─── DATA SHOWN ───

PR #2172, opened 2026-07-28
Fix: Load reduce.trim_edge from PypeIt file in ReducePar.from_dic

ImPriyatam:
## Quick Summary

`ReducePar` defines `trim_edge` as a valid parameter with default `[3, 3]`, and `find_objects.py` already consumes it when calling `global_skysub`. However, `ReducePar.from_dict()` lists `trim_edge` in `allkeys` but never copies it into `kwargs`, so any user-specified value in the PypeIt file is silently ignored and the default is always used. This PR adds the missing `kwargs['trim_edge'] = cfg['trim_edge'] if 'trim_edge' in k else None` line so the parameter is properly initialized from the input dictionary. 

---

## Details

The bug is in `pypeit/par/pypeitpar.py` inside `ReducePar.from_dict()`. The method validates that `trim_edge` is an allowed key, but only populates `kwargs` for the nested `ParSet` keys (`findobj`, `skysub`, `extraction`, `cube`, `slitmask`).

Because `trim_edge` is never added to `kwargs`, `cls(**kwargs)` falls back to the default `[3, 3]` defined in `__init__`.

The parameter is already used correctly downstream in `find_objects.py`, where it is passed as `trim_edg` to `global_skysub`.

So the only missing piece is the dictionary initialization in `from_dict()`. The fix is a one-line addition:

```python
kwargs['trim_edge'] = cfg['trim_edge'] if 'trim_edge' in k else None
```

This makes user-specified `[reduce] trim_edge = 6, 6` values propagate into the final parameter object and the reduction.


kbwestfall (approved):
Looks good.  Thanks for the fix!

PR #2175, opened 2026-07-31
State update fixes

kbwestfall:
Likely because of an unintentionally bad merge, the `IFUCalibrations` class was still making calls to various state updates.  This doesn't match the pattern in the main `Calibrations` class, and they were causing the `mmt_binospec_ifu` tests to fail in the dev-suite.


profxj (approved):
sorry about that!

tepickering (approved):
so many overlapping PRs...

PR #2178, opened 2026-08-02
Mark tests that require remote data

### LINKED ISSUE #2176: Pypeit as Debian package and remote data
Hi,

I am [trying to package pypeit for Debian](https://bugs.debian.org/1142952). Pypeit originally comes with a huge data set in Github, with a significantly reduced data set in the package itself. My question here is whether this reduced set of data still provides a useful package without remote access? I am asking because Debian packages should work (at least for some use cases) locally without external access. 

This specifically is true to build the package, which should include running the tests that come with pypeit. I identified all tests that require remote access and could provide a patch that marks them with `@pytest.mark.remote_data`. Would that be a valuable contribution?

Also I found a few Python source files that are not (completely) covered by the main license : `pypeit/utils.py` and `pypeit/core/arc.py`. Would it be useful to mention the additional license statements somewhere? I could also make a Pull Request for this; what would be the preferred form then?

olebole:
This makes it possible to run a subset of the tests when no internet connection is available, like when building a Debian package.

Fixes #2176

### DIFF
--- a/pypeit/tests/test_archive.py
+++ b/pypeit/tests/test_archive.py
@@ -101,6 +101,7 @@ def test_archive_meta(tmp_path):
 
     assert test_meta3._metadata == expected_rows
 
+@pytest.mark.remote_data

───
─── DATA SHOWN ───

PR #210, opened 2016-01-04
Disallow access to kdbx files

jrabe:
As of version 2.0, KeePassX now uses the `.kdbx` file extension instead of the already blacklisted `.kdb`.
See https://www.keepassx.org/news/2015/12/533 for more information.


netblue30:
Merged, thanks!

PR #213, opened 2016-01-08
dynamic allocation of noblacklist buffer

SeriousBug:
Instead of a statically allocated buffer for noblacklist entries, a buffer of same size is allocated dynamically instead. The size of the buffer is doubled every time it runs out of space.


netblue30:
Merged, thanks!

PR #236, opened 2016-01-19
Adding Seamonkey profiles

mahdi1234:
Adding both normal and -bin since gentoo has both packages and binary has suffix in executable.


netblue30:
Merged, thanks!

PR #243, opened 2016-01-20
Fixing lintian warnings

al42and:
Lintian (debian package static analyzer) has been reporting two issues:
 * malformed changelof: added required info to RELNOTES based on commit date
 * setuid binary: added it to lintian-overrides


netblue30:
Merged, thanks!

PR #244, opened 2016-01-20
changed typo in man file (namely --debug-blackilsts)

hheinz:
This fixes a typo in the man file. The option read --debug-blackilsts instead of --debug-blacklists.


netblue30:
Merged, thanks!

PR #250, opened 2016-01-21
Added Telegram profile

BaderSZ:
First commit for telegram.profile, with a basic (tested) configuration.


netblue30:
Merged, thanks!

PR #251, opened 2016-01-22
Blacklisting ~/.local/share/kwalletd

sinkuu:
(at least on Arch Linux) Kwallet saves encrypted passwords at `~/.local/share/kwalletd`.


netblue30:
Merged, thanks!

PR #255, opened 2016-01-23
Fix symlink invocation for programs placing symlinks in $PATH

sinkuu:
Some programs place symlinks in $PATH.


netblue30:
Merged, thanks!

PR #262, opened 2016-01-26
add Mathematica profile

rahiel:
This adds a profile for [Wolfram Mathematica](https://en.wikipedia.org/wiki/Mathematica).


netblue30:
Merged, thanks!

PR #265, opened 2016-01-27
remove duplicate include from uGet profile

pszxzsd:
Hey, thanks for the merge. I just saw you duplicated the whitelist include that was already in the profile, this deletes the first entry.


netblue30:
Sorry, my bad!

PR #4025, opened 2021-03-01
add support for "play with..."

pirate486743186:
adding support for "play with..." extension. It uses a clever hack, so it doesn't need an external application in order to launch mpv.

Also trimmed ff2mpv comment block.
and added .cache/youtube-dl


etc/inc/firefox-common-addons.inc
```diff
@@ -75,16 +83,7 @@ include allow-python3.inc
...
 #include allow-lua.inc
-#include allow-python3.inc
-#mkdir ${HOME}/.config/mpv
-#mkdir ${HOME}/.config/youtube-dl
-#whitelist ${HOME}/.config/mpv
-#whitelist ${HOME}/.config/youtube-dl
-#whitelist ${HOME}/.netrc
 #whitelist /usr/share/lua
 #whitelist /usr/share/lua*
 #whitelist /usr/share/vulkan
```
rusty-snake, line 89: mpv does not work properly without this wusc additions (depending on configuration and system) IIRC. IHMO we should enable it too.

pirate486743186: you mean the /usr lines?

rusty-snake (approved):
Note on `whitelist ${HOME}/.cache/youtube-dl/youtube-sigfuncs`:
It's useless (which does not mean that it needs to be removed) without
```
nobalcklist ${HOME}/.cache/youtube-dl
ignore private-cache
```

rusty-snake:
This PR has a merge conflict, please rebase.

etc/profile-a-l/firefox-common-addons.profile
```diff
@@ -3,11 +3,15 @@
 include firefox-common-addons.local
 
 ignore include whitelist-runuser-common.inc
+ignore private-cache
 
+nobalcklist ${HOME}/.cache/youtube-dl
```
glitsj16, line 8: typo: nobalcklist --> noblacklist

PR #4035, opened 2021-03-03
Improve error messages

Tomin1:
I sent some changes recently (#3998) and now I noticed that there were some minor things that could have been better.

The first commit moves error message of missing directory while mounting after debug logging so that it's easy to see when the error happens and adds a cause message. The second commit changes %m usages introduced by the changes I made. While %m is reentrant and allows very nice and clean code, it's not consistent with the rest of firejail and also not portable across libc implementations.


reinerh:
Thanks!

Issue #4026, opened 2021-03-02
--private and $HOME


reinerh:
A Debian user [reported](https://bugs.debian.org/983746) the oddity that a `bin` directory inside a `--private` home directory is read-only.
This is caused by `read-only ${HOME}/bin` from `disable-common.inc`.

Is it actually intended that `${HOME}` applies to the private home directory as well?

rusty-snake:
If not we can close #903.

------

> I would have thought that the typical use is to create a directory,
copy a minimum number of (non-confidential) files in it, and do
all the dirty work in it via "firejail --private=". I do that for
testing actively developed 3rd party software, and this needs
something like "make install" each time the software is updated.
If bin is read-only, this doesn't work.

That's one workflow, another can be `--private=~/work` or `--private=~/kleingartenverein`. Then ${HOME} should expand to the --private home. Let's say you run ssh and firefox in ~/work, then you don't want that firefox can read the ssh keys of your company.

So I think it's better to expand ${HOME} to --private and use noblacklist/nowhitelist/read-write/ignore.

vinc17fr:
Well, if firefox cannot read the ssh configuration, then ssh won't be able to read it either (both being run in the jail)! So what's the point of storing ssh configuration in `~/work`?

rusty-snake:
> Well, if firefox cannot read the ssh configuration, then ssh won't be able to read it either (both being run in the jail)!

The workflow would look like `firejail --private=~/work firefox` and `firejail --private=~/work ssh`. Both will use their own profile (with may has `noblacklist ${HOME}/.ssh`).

───
─── DATA SHOWN ───

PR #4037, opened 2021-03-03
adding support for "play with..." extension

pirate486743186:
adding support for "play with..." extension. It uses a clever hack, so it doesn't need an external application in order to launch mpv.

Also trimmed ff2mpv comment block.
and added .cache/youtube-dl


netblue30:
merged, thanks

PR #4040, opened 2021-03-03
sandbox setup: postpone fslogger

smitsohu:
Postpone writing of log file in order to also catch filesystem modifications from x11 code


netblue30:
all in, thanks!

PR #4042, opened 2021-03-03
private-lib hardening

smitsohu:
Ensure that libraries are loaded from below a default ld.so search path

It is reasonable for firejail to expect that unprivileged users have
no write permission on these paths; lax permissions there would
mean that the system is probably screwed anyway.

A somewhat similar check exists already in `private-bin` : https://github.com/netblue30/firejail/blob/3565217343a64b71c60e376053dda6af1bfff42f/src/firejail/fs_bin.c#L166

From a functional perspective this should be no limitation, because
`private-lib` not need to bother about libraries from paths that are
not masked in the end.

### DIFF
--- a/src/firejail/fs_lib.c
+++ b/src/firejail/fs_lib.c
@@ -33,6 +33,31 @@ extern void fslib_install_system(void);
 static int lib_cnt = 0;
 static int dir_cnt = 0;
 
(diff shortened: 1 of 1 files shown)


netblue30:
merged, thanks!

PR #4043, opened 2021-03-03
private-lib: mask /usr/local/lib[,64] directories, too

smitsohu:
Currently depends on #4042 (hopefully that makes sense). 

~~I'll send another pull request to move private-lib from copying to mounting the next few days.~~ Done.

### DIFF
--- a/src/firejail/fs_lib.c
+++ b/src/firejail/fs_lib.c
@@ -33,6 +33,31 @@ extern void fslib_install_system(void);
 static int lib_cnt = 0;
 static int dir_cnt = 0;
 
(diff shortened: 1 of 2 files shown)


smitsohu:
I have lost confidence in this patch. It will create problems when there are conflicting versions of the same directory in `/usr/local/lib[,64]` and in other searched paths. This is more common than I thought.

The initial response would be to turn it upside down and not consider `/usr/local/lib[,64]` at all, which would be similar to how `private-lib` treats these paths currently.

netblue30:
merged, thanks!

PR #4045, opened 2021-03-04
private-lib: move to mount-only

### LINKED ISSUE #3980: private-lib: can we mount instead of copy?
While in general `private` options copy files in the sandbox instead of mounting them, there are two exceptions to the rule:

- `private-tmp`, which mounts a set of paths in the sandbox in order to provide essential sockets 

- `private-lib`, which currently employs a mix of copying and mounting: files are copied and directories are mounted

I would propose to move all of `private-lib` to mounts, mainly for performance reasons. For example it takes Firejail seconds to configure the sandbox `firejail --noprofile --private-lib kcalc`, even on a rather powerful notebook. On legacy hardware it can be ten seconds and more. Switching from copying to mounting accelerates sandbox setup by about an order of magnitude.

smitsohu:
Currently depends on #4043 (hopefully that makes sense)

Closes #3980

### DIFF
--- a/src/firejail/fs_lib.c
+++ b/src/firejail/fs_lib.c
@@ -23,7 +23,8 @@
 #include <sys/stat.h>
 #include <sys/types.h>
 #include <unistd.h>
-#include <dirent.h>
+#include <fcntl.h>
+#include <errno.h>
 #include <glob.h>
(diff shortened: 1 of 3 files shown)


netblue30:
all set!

───

Take each line of the material that contains the word "time" and list it.

Instead of a statically allocated buffer for noblacklist entries, a buffer of same size is allocated dynamically instead. The size of the buffer is doubled every time it runs out of space.
something like "make install" each time the software is updated.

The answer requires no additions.